WHAT NEEDS TO BE DONE
Whenever a line below includes the string "kingthorin", show it.

MATERIALS PROVIDED
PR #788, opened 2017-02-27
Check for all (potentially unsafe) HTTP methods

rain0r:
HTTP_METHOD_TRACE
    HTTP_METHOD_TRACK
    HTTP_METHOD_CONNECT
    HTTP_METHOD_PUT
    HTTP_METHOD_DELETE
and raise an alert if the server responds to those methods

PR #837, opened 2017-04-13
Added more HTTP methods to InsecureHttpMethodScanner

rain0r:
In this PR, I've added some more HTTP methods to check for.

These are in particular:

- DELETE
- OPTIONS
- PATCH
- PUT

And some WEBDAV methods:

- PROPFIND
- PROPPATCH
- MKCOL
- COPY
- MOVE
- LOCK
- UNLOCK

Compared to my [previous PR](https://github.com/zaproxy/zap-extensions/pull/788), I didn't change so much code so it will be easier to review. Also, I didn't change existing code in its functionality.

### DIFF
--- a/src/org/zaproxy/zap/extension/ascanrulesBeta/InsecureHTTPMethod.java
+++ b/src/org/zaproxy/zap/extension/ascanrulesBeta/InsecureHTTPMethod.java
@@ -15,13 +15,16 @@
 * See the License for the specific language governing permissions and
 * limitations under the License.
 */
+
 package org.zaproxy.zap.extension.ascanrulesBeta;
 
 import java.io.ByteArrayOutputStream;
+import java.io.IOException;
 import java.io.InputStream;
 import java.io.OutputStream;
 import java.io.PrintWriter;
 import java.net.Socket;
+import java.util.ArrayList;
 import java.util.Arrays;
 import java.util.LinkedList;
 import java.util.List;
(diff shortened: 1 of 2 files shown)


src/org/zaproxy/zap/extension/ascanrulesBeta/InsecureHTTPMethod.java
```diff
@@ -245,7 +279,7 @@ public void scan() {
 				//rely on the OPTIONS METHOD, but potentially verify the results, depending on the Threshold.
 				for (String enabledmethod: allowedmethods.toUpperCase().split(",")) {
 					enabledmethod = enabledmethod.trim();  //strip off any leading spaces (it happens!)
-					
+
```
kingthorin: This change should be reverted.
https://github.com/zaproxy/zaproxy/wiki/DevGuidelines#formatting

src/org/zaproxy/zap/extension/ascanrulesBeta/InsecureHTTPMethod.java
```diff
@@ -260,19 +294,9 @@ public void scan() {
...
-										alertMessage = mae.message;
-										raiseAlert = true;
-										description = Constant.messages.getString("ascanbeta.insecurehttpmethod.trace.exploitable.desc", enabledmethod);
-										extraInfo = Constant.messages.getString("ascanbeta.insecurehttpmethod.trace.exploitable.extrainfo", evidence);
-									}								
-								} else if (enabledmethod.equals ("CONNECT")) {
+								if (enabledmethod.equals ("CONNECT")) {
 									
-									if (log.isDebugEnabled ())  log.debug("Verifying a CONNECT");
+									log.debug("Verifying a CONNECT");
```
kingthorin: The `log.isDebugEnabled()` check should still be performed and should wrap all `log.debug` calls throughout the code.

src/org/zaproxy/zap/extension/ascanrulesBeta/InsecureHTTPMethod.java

RESULT FOR THIS EXERCISE
kingthorin: This change should be reverted.
kingthorin: The `log.isDebugEnabled()` check should still be performed and should wrap all `log.debug` calls throughout the code.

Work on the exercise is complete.